Question:  There is one type of data not referred to (program codes/simulation codes).  The concern is there are currently no institutional, reliable, permanent methods to store this data.  DukeSpace can be used to store this type of data.  The DOI system we’re using from the California Digital Library does have the capability to provide DOIs for different types of digital objects so there is a possibility for long term storage and availability. 

Question: How are you planning to store this kind of data?  We have been discussing the option to take the code and wrapping it with the other pieces required to run that code as a virtualized image, allowing the code to be executed at any time. 

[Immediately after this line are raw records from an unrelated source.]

PR #1232, opened 2024-02-13
Move from Font Awesome Kit to serving our own FA static files

### LINKED ISSUE #1213: Show font awesome icons in development
<details><summary> Old issue description</summary>

The site uses premium icons, but not all icons we use are premium.

Sometimes it is helpful for us to get a sense of how the icons look like, for free icons, when developing locally. This is especially so in PRs that involve colors or adding icons, such as #1210. My workaround is to change the `fontawesome_token` setting myself, but this is annoying when having to commit multiple changes together (especially when a change in settings.py is involved as well) -- to stage by-patch.

I propose that we add a `FONTAWESOME_TOKEN` to the envs, and then use that value in `settings.py` with the fallback being our actual font awesome token for production.

Files to be modified:
- `settings.py`
- Docs for contributing to site
  - Example `.env`
  - Instructions to how to create your kit on font awesome

---

</details>

**Problem**: We've surpassed the usage limits for the font awesome kit we've set in settings.py, and we need a way for icons to show up consistently in both production and local environments.

**Solutions**: Starting from lemon's first comment.

Further explanation on wookie's suggestion to use the font awesome django plugin:
https://discord.com/channels/267624335836053506/635950537262759947/1202436500856512583
> I meant <https://fontawesome.com/docs/web/use-with/python-django>, which would be a drop in replacement. It just bundles all the js/css/fonts into Django's static files so all that stuff would be served by us and we don't need to worry about kits/tokens/their cdn limits etc. (though the django plugin isn't really necessary for that, it could be better to just copy the files we need into the repo ourself)
> 
> Trying to manage each icon we want individually sounds like a bit more of a pain, the current way the icons are packaged using css and fonts is quite convenient, so I'm not sure if it would be worth adding complication just for a bit of a performance increase. I don't know exactly how that would work though so I can't really tell.

hedyhli:
Closes #1213.

Motivation:
- Show icons in development
- Drop dependency on lemon's fa kit
- Ensure icons are *always* shown in production (due to having surpassed kit views limits)
- More control over the static assets for font awesome

Notes:
- No significant changes in load time of the icons for netlify preview before and after this change
- [FontAwesome: Webfonts + CSS or SVG + JS?](https://fontawesome.com/docs/web/dig-deeper/webfont-vs-svg)


wookie184:
This seems to make collecting static files quite slow for me. I think this is because a bunch of stuff is being bundled that we don't need.

Before:
- `python manage.py collectstatic --no-input` with no staticfiles directory: ~3 seconds
- `python manage.py collectstatic --no-input` with existing staticfiles directory: ~3 seconds
- Size of staticfiles directory: 12MB from ~300 files

After:
- `python manage.py collectstatic --no-input` with no staticfiles directory: ~12 seconds
- `python manage.py collectstatic --no-input` with existing staticfiles directory: ~5 seconds
- Size of staticfiles directory: 55MB from ~9800 files

Because of this, starting site locally is pretty slow, especially since it seems we clear staticfiles whenever starting up site with `poetry run task start`/`python manage.py run --debug`:
https://github.com/python-discord/site/blob/88f2c27e8fd760f12e7b94854cf60c12047ea1d4/manage.py#L111-L116

I wonder if we'd be better off just copying the files we need into the repo instead of using the plugin, since I think we're only actually using about 5 of those 9500 files, and I don't see a way of configuring the plugin to only include what we want.

hedyhli:
Hmm, I hadn't noticed such a huge difference in startup for me. But having thousands of files that we don't need this way should probably be fixed - most of them are individual SVG files of the icons.

Looks like the only advantage of using this plugin as compared to copying files ourselves is to have automatic upgrades of Font Awesome through poetry/dependabot.

It would've been best if the plugin allows specifying which files to copy, unless there is a way to run scripts automatically every time poetry upgrades the dependency...?

So let's say we just copy the files ourselves without using the plugin. Looking at the [changelog](https://fontawesome.com/docs/changelog/), falling behind on versions probably won't affect us too much. Bumping the minor versions periodically doesn't seem too much of a maintenance burden either, but we'll have to remember to do it when needed. It's possible to achieve the same level of automation as dependabot when using the Font Awesome PyPI package, such as adding a script to the CI etc, though I guess keeping it up-to-date is not such a huge priority if it currently already "works".

For now I'm inclined to go for copying the five-ish fives to our own `static/` and include the license file there. Perhaps with a readme on instructions of how to upgrade when needed. What do we think?

wookie184:
Copying the files into the repo sounds good to me.

An alternative would be to use the the plugin but by extracting just the files we want manually rather than adding the plugin as an app, but I'm not sure exactly how that would work and still download/store lots of files from installing the module, so I think copying into the repo is probably the simpler and most efficient option.

hedyhli:
Thanks wookie.

I opted for `all.min.css` because I can't tell whether we would need the `regular` style as well in the future, and `all.css` would just include everything we are allowed to use for the free plan.

The latest FA release was added with only the required CSS/font files kept before force-pushing. I _think_ it's safe to just include everything in `webfonts` since it's just a few files and we'll never know when we might use icons that need them.

---

([Chris](https://discord.com/channels/267624335836053506/635950537262759947/1210548050406416404) triggered another netlify static build which then succeeded after the first one)

wookie184 (approved):
Looks good, thanks!

jchristgit (approved):
This is a good change. Thank you!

Question: Is there a sense at all of what fraction of faculty 1TB of data that covers; what is the split in percentage of faculty 1TB covers? The anecdotal evidence we’ve seen thus far is the social sciences numbers tend to be very small, but the sciences and humanities (video) can have large datasets.  One of our challenges is we have unique collections that would require an enormous amount of storage to digitize.  This same data storage need is reflected in research datasets. 

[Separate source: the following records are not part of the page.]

PR #1240, opened 2024-02-20
Ensure messages returned for metricity data do not match all excluded channels

ChrisLovering:
The logic here was wrong due to the `!=` requiring us to use negative logic. This meant that messages in excluded channels were still being used for message count.

Tests with my user:
```sql
SELECT
    COUNT(*)
FROM messages
WHERE
    author_id = '126811506632294400'
    AND NOT is_deleted
```
\>>> 111,045

```sql
SELECT
    COUNT(*)
FROM messages
WHERE
    author_id = '126811506632294400'
    AND NOT is_deleted
    AND channel_id != ANY('{267659945086812160,607247579608121354}')
```
\>>> 111,045

```sql
SELECT
    COUNT(*)
FROM messages
WHERE
    author_id = '126811506632294400'
    AND NOT is_deleted
    AND channel_id != ALL('{267659945086812160,607247579608121354}')
```
\>>> 110,402

### DIFF
--- a/pydis_site/apps/api/models/bot/metricity.py
+++ b/pydis_site/apps/api/models/bot/metricity.py
@@ -49,7 +49,7 @@ class Metricity:
             WHERE
                 author_id = '%s'
                 AND NOT is_deleted
-                AND channel_id != ANY(%s)
+                AND channel_id != ALL(%s)
             """,
             [user_id, EXCLUDE_CHANNELS]
         )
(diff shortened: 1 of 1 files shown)


wookie184 (approved):
Nice find

jchristgit (approved):
Sorry for the delay here, good catch!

[1](link is external) Databib is a searchable catalog/registry/directory/bibliography of research data repositories.  Originally sponsored by a Sparks! Innovation National Leadership Grant from the Institute of Museum and Library Services, hosting for Databib is provided by the Purdue University Libraries. 

[2](link is external) The goal of re3data.org is to create a global registry of research data repositories covering different academic disciplines.  re3data.org will present repositories for the permanent storage and access of data sets to researchers, funding bodies, publishers, and scholarly institutions.